WHAT IS EXPECTED:
Your result will be the set of lines with "AttributeMetadataUtil", copied from the material below.

INPUT DATA:
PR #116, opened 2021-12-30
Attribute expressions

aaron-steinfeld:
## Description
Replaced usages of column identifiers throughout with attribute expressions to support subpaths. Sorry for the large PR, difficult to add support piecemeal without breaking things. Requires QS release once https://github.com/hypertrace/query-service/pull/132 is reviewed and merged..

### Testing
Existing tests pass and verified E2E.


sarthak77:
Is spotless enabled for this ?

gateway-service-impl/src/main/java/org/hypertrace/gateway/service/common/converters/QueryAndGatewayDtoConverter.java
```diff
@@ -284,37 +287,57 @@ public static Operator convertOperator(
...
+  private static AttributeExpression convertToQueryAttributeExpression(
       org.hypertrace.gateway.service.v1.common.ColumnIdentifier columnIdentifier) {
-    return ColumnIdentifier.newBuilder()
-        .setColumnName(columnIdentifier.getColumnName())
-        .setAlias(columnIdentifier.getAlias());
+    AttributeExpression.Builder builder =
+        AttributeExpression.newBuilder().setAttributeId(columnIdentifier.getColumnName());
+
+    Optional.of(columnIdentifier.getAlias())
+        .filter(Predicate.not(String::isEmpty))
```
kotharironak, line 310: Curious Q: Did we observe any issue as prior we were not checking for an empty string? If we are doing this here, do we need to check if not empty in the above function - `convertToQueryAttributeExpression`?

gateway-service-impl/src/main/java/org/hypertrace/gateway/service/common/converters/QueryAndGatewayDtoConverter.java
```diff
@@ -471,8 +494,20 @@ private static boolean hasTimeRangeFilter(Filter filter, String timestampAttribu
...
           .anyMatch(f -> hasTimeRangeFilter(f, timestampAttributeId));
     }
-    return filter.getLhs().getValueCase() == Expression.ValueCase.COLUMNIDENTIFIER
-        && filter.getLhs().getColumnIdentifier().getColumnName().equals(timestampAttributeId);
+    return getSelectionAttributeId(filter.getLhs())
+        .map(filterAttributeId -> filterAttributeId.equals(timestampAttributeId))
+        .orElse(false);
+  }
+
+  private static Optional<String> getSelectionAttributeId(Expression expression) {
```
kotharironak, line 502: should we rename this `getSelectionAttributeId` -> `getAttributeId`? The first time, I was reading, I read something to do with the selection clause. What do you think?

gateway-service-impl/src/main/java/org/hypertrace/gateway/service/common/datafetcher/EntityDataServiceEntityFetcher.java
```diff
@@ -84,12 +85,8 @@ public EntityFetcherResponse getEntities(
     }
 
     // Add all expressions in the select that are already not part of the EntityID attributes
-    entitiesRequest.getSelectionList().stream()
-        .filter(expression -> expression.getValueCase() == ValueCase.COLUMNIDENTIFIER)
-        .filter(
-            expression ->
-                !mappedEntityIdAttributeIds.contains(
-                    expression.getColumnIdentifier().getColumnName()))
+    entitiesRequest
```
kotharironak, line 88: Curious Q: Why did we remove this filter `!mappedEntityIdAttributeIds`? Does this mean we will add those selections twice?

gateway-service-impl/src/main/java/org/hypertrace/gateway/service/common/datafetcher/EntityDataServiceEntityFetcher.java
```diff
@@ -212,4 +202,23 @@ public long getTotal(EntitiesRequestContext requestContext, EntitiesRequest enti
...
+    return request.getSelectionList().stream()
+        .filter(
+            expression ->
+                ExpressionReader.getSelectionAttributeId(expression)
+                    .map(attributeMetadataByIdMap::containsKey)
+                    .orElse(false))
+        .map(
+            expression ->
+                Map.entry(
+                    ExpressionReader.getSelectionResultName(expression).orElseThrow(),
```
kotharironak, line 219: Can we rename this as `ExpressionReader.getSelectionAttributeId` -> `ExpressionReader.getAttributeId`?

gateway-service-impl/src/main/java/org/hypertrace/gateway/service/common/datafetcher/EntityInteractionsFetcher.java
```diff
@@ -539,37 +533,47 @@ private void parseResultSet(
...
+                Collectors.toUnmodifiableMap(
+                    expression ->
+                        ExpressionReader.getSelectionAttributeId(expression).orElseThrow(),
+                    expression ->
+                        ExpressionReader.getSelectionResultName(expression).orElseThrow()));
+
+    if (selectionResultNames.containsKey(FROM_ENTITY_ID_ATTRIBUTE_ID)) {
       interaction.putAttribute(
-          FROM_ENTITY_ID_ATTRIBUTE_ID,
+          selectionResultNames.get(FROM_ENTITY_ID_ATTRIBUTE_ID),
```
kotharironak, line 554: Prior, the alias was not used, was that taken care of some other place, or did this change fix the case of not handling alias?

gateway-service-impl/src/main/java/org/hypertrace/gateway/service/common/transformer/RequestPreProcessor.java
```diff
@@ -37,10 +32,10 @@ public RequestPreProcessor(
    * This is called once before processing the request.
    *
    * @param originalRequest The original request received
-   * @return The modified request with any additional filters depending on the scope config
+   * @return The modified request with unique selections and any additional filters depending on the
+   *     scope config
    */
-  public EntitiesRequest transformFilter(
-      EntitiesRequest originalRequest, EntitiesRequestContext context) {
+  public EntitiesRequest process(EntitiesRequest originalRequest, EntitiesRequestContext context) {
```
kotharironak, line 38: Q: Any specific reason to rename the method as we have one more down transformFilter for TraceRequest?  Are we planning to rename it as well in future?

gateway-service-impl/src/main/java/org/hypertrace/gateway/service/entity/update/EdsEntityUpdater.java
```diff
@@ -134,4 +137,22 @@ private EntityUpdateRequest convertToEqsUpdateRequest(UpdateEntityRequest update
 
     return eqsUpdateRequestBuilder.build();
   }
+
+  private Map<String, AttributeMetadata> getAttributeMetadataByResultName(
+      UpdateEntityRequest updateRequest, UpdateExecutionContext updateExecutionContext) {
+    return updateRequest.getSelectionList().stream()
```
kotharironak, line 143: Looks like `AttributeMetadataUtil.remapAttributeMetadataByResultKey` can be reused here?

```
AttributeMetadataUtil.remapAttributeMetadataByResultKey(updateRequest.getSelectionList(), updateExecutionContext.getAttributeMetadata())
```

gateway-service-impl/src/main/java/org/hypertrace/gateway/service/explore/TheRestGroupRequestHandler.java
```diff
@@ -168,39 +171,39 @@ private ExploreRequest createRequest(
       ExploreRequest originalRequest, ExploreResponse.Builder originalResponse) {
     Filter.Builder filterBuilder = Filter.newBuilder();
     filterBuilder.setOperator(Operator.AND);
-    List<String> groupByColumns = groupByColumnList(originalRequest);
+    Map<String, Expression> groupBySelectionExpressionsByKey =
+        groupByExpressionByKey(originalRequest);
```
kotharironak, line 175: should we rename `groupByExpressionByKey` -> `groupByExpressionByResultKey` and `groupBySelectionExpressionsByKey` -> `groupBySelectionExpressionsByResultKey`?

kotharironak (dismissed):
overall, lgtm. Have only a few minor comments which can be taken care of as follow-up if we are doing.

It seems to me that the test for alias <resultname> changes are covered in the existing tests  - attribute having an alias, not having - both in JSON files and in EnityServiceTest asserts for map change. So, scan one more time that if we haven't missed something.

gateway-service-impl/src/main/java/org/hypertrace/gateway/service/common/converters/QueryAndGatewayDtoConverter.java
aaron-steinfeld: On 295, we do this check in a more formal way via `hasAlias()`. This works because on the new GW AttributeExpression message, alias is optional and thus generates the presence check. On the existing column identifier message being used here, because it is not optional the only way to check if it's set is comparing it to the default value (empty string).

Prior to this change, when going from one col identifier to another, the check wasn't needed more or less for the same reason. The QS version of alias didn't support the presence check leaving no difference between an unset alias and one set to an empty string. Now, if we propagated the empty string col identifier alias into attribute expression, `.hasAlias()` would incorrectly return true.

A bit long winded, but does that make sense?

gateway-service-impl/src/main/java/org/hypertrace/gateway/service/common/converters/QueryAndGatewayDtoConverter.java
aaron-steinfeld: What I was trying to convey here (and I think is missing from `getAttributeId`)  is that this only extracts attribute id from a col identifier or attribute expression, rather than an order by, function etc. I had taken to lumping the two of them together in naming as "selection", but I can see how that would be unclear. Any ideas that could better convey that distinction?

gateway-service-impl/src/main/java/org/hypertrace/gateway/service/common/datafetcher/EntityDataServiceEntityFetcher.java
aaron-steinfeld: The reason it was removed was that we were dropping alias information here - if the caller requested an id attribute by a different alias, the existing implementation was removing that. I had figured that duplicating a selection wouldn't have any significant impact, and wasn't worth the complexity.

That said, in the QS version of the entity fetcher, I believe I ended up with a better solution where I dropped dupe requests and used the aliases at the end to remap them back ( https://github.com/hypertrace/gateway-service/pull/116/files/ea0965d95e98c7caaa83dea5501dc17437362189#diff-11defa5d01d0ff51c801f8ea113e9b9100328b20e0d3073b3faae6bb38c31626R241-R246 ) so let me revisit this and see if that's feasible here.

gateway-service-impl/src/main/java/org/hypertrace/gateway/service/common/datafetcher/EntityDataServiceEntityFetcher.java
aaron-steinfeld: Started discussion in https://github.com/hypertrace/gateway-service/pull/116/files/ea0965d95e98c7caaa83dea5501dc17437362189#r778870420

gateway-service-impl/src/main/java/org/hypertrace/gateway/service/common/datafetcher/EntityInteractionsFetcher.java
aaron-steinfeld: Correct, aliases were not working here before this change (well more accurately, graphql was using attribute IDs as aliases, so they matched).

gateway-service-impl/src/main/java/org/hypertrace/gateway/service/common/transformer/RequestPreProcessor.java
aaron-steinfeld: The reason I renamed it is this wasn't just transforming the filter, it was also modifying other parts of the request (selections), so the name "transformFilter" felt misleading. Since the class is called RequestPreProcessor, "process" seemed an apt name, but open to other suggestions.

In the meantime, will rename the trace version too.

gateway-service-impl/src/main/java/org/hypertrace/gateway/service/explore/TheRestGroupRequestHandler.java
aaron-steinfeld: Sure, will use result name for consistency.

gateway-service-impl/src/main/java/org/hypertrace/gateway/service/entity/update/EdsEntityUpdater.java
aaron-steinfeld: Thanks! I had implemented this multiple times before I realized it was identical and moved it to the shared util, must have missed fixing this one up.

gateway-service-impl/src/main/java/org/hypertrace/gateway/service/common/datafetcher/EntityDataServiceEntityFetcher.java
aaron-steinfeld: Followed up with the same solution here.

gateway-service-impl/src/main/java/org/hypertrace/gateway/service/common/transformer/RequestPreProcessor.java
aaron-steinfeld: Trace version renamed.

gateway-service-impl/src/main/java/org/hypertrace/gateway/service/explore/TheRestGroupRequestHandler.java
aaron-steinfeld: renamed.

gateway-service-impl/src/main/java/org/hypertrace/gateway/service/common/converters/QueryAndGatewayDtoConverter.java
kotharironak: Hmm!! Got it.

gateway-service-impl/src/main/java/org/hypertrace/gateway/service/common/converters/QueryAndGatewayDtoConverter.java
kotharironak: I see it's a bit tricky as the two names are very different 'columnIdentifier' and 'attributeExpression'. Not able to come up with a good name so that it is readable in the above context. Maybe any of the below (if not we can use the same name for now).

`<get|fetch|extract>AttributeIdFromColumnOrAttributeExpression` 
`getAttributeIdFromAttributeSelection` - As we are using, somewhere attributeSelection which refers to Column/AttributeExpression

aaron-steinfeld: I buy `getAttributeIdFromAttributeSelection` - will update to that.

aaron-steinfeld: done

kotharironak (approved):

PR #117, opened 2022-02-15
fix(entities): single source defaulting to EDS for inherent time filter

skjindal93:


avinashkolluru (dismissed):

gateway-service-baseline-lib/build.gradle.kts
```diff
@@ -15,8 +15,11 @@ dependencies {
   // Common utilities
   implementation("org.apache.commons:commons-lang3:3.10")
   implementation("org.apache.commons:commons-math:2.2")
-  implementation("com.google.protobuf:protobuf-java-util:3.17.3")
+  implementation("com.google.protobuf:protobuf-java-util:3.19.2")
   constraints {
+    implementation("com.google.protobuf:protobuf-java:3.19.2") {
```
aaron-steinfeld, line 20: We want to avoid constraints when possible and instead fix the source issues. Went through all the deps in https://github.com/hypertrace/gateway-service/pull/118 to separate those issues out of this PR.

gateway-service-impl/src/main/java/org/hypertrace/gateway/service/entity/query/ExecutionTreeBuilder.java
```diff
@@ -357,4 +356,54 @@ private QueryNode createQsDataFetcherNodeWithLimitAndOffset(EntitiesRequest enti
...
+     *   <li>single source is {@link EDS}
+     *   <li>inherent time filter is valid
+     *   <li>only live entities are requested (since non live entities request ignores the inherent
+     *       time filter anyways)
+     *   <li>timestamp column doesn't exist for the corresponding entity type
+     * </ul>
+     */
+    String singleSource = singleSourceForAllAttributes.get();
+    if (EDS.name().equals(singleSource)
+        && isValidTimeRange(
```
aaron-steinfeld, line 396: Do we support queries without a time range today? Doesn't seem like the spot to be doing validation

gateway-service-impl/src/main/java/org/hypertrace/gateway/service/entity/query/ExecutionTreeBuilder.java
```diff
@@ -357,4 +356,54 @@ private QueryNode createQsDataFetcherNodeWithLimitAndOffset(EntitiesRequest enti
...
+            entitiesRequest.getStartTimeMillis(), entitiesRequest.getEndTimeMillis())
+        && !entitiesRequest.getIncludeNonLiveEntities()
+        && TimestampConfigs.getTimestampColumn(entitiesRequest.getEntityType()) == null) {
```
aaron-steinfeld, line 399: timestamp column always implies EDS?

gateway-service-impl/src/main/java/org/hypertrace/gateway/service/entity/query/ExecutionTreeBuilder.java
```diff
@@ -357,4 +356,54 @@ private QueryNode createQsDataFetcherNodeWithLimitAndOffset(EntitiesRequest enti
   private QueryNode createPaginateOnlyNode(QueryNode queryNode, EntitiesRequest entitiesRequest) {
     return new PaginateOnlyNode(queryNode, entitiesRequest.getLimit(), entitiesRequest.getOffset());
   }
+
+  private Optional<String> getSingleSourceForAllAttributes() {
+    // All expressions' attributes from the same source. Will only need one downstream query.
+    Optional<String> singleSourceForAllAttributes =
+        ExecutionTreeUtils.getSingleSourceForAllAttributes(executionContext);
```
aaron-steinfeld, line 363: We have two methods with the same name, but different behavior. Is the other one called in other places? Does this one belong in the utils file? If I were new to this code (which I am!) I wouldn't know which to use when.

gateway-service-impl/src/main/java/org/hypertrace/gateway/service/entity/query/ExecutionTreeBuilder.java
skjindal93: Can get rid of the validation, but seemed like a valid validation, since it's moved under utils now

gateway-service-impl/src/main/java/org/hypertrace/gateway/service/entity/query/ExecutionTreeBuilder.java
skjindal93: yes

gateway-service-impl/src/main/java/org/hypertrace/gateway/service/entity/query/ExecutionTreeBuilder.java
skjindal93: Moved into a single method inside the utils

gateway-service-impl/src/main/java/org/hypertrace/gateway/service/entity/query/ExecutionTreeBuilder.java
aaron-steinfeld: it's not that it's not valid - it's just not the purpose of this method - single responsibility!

EXERCISE OUTPUT:
kotharironak, line 143: Looks like `AttributeMetadataUtil.remapAttributeMetadataByResultKey` can be reused here?
AttributeMetadataUtil.remapAttributeMetadataByResultKey(updateRequest.getSelectionList(), updateExecutionContext.getAttributeMetadata())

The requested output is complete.